2) Ustawić dzienną np. 8-9 stopni, i ustawić program, że ta dzienna ma być utrzymywana właśnie w godzinach pozaszczytowych (czyli też w nocy  :big lol:  ), a nocną 7 stopni czyli ma być utrzymywana kiedy są godziny szczytowe. Mam nadzieję, że płyta będzie oddawała ciepło w dzień i z tych 8-9 stopni w nocy nie spadnie szybko w dzień do 7.
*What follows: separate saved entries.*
PR #870, opened 2021-11-18
Proposed documentation wording tweaks.

fischbacher:
The biggest fix is making the documentation about handling/ignoring
embedded orientation information un-ambiguous.


lib/include/jxl/decode.h
```diff
@@ -403,7 +405,7 @@ JXL_EXPORT JxlDecoderStatus JxlDecoderSubscribeEvents(JxlDecoder* dec,
  * @return JXL_DEC_SUCCESS if no error, JXL_DEC_ERROR otherwise.
  */
 JXL_EXPORT JxlDecoderStatus
-JxlDecoderSetKeepOrientation(JxlDecoder* dec, JXL_BOOL keep_orientation);
+JxlDecoderSetKeepOrientation(JxlDecoder* dec, JXL_BOOL keep_data_orientation);
```
jonsneyers, line 408: Also have to update the `@param` name in the documentation above, those names need to match.

jonsneyers: I'm not sure if `keep_data_orientation` is a clearer name than `keep_orientation`. The word "data" is quite generic.

Maybe `skip_auto_orientation` would be a better name here. If you go just by the param name (ignoring the rest of the documentation), it is somewhat ambiguous what "keeping" orientation means: does it mean keeping the image un-oriented, i.e. not applying the orientation (this is what it means), or does it mean 'keeping' the image orientation, i.e. applying orientation (this is what it doesn't mean, but it could be misinterpreted easily this way).

lib/include/jxl/decode.h
```diff
@@ -371,27 +372,28 @@ JXL_EXPORT size_t JxlDecoderSizeHintBasicInfo(const JxlDecoder* dec);
...
+ * applying the transformation from the orientation setting, returning
+ * the image in the as-in-bitstream pixeldata orientation.
  * This may be faster to decode since the decoder doesn't have to apply the
  * transformation, but can cause wrong display of the image if the orientation
  * tag is not correctly taken into account by the user.
  *
- * By default, this option is disabled, and the decoder automatically corrects
- * the orientation.
+ * By default, this option is disabled, and the decoder respects the
+ * orientation setting provided by the image.
```
jonsneyers, line 396: It wouldn't hurt to keep the old wording too, for maximum clarity, e.g.:
```suggestion
 * orientation setting provided by the image, i.e., it automatically orients the image correctly.
```

lib/include/jxl/decode.h
```diff
@@ -599,10 +601,10 @@ typedef enum {
  *   an unknown or xyb color space. In that case,
  *   JxlDecoderGetColorAsICCProfile is not available.
  *
- * If you wish to render the image using a system that supports ICC profiles,
- * use JxlDecoderGetColorAsICCProfile first. If you're looking for a specific
- * color space possibly indicated in the JPEG XL image, use
- * JxlDecoderGetColorAsEncodedProfile first.
+ * When rendering an image on a system that supports ICC profiles,
+ * JxlDecoderGetColorAsICCProfile should be used first. When rendering
+ * for a specicif color space, possibly indicated in the JPEG XL
```
jonsneyers, line 606: specific

lib/include/jxl/decode.h
```diff
@@ -113,9 +113,9 @@ JXL_EXPORT void JxlDecoderDestroy(JxlDecoder* dec);
 
 /**
  * Return value for JxlDecoderProcessInput.
- * The values above 0x40 are optional informal events that can be subscribed to,
- * they are never returned if they have not been registered with
- * JxlDecoderSubscribeEvents.
+ * The values from JXL_DEC_EXTENSIONS onwards are optional informal events
```
jonsneyers, line 116: It was already there, but I think the word "informal" is not correct (this is not about formal versus informal). In the JxlDecoderSubscribeEvents documentation, these are called "informational", which is not the same word, and also not really the best word (all return values are in some sense informational; the word is too vague). In the comments above the enum values themselves they are called "informative" events, which is yet another word.

Also the word "optional" is not really conveying the meaning well - I think it's more that you have to "opt in" to them, but that is not really just an optional thing to do, at least if you want to get an image decoded it's actually required, not optional.

I think the whole concept could be explained a bit better, namely that there are two different kinds of return values, some that you can always get (the ones below 0x40), and others that you can only get if you subscribe to them, and most of all: that the decoder will do different things depending on what you subscribe to: if you don't subscribe to getting metadata boxes, they will just be ignored; if you don't subscribe to getting pixel data, no actual decoding will happen, etc. So subscribing to events is not just about the granularity or frequency of the information/interruptions you get during decode, but it is also about indicating what exactly you want the decoder to do.

Maybe the wording "opt-in events" is clearer than "optional informal events" or "informative events" or "informational events"?

jonsneyers: Also: JXL_DEC_BASIC_INFO is the first opt-in event, i.e. the "above 0x40" was meant inclusively.

lib/include/jxl/decode.h
fischbacher: Agree that that name is not great either. If going further astray than merely expanding the name is OK, I would propose "ignore_reorientation" - it's short, and captures what is happening here. Perhaps: ignore_reorientation_step.

What do you think?

lib/include/jxl/decode.h
fischbacher: I think the term "correct" should not be used in technical writing, since it basically gets used as an abbreviation for "you know what is meant". But if we both know what is meant (and that claim might actually be more contentious than it might look like): why not simply say what is meant here?

How about: "By default, this option is disabled, and after initial decoding, the pixel data gets re-oriented according to the image's Orientation setting".

lib/include/jxl/decode.h
jonsneyers: I like `skip` more than `ignore`, I have no preference on `orientation` vs `reorientation` vs `auto_orientation`.

Since the function name cannot be changed, I'm also fine with sticking with `keep_orientation` (to keep it the same as in the function name) and just hoping that people will read the documentation.

lib/include/jxl/decode.h
jonsneyers: Yes, that looks good too. I'd drop the "after initial decoding" because it's an implementation detail whether we first decode pixels and then orient them, or do the orienting while decoding — what matters is what gets returned to the application.

So maybe something like this:

"By default, this option is disabled, and the returned pixel data is re-oriented according to the image's Orientation setting".

lib/include/jxl/decode.h
fischbacher: The problem is: "keep which orientation" - the one that the raw image data uses or the one that the orientation setting specifies?

Assuming that changing the function name is not an option here: "keep_data_orientation" would at least provide some more context by saying "it's the orientation that the data comes in that we want to keep here" - as opposed to using the orientation setting provided separately. And in that light, I do not see "data" as "too generic", since it's "the orientation that the image data is shipped with" - vs. "the orientation setting specified on top of that".

So, let's do `skip_reorientation` here? If the function could be named JxlDecoderSetSkipReorientation(), that would (in my view) be less ambiguous than the current name, but I see that that might not be an option here.

lib/include/jxl/decode.h
fischbacher: Very good. Going with this last proposal.

lib/include/jxl/decode.h
fischbacher: Will be going with "informative" here for now, since this is what the other text is using, but agree that this perhaps should be re-worded throughout.

lib/include/jxl/decode.h
jonsneyers: Yes, `skip_reorientation` sounds good.

jonsneyers (approved):

mo271 (approved):
refreshing the approval from @jonsneyers.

Kominek jest, czyli oczywiście jak tu będę wpadać to od razu rozpalam, ale z doświadczeń tamtego roku wiem, że i tak parę godzin siedzenia w kurtkach będzie  :sad:

----------


## yesa

> Nie absolutnie, nie!
> Ja mam ogrzewanie gazowe do Legalett więc inna bajka ale sprawdziłbym czy:
> 1. wentylatory chodzą oba cały czas - jeśli tak to podejrzane... bo nie może dogrzać.
> 2. Temperaturę przy podłodze i przy suficie - przy dobrze docieplonym domu powinno być 1-2 stopnie róznicy - jak jest więcej to albo gdzieś ucieka ciepło, albo (w przypadku np nowych domów) ściany są mokre / nie wyschły.
> 3. No i generalnie sprawdzić gdzie może uciekać ciepło. Może kamerą termowizyjną? - taka usługa kosztuje ok 300 zł.
> Jeśli powyższe 3 punkty nic nie wniosą to może coś jest nie tak z grzałkami?... ale to niech Legalett podpowie....
> 
> Powodzenia


w ubiegłym sezonie słyszałam tylko, że system się włączał i wyłączał. Wentylatorów jakbby oddzielnie nie słyszałam. Są dwa włazy w domu...nie ruszałam ich bo pewnie i tak nie dałabym rady. Ucho mam przyłożyć ?  :big grin: 

Ciepło ucieka mi przez jedne drzwi balkonowe. Drągowski, a się wypaczył i na dole nie domyka. Muszę poszukać czy znajdę jakiś dokument zakupu/montażu, może jest jakaś gwarancja (ale to już chyba więcej niż 10 lat). No i coś tam było przy nich kiedyś majstrowane...jakieś dziury we framudze na dole powiercone...  
Gąbką uszczelniłam zimą i coć tam przyłożyłam...no ale nie ma się co oszukiwać...ciepło mi pewnie tamtędy ucieka  :sad:

----------


## kaszpir007

> Ciepło ucieka mi przez jedne drzwi balkonowe. Drągowski, a się wypaczył i na dole nie domyka. Muszę poszukać czy znajdę jakiś dokument zakupu/montażu, może jest jakaś gwarancja (ale to już chyba więcej niż 10 lat). No i coś tam było przy nich kiedyś majstrowane...jakieś dziury we framudze na dole powiercone...


To ile lat ma ten dom ?

Bo jeśli jest już wiekowy to może się okazać że ma bardzo symboliczną grubość izolacji i nikt sie nie przejmował aby zachować ciągłośc i aby była szczelność a jak tak jest i dom grzany czystym prądem to rachunki będą z kosmosu ...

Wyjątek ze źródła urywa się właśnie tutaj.